Ahora estamos inmersos en la campaña para que no se derogue la prisión permanente revisable como han pedido la mayoría de los partidos políticos. El hecho de que esta campaña la protagonice el padre de una víctima le otorga muchas más posibilidades de tener éxito, puesto que la identificación de la gente con su dolor es mucho mayor y así, las peticiones de aumento de penas se presentan como supuestamente despolitizadas y transversales, como una demanda que surge de la propia sociedad. Pero no olvidemos que si dicha campaña no conviniera al poder, simplemente no tendría la visibilidad y el apoyo mediático sin fisuras que tiene.
El argumento más repetido en estas ocasiones es el que dice “que esto no le pase a ninguna otra niña”. Demostrar que aunque se implantara la pena de muerte con torturas estos crímenes seguirían ocurriendo en la misma medida parece no tener nada que ver con la cuestión.
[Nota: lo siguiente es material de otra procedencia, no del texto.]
PR #1308, opened 2017-08-11
Enlarge your DG with one simple trick

hmenke:
:joy: :ok_hand: :100:

### DIFF
--- a/doc/sphinx/dg.rst
+++ b/doc/sphinx/dg.rst
@@ -1,3 +1,4 @@
+=================
 Developer's Guide
 =================
 .. warning::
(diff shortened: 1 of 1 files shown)


doc/sphinx/dg.rst
```diff
@@ -1,3 +1,4 @@
+=================
```
KaiSzuttor, line 1: not needed, see http://docutils.sourceforge.net/docs/user/rst/quickref.html#section-structure

doc/sphinx/dg.rst
```diff
@@ -195,7 +196,7 @@ developers.
 Source code structure
 ---------------------
 The source tree has the following structure:
-* src: The actual source code
+  * src: The actual source code
```
KaiSzuttor: that indentation was on purpose:
src
  core
  python/espressomd
.
.
.

KaiSzuttor (changes requested):

doc/sphinx/dg.rst
hmenke: I see.  Sphinx was complaining.

doc/sphinx/dg.rst
hmenke: Totally needed.  Compare the screenshot to http://espressomd.org/html/doc/index.html

screenshot from 2017-08-11 22-45-04

KaiSzuttor: The current online documentation does not yet correspond to the current pyhton branch. I havent checked if the overline changes sth but if so the doc of sphinx is wrong.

El apoyo de los poderes fácticos, de los medios de comunicación a este tipo de campañas es evidente. Durante las últimas semanas, quién se haya molestado en ver los telediarios de las principales cadenas habrá visto que en todas ellas la cuestión de la prisión permanente se ha planteado como una no-cuestión.
La manera en que se ha presentado ha sido la de dar la voz únicamente a los familiares de las víctimas (niñas todas ellas), y a personas favorables al aumento de las penas. En ningún caso se ha recogido en estos programas la opinión de juristas especializados, organizaciones de derechos humanos que vienen exigiendo la derogación de la prisión permanente y que podrían explicar de manera muy clara que el aumento de las penas no hace que disminuyan los delitos. Tampoco se menciona siquiera en la información que se ofrece que esta es una cuestión sometida a debate social y político. Se presenta como un asunto de razón inapelable, aunque lo que se está haciendo con dichas informaciones es construir, en ese mismo momento, dicha razón, que podría ponerse en duda con informaciones veraces que mostraran el conflicto, la opinión de los expertos, la mención a las estadísticas conocidas, la historia y la realidad en otros países, e incluso la posición de la mayoría de los partidos políticos en este momento. En definitiva, no hay nada más pedagógico que presentar algo que está en cuestión como un hecho consumado sobre lo que ya no hay debate alguno.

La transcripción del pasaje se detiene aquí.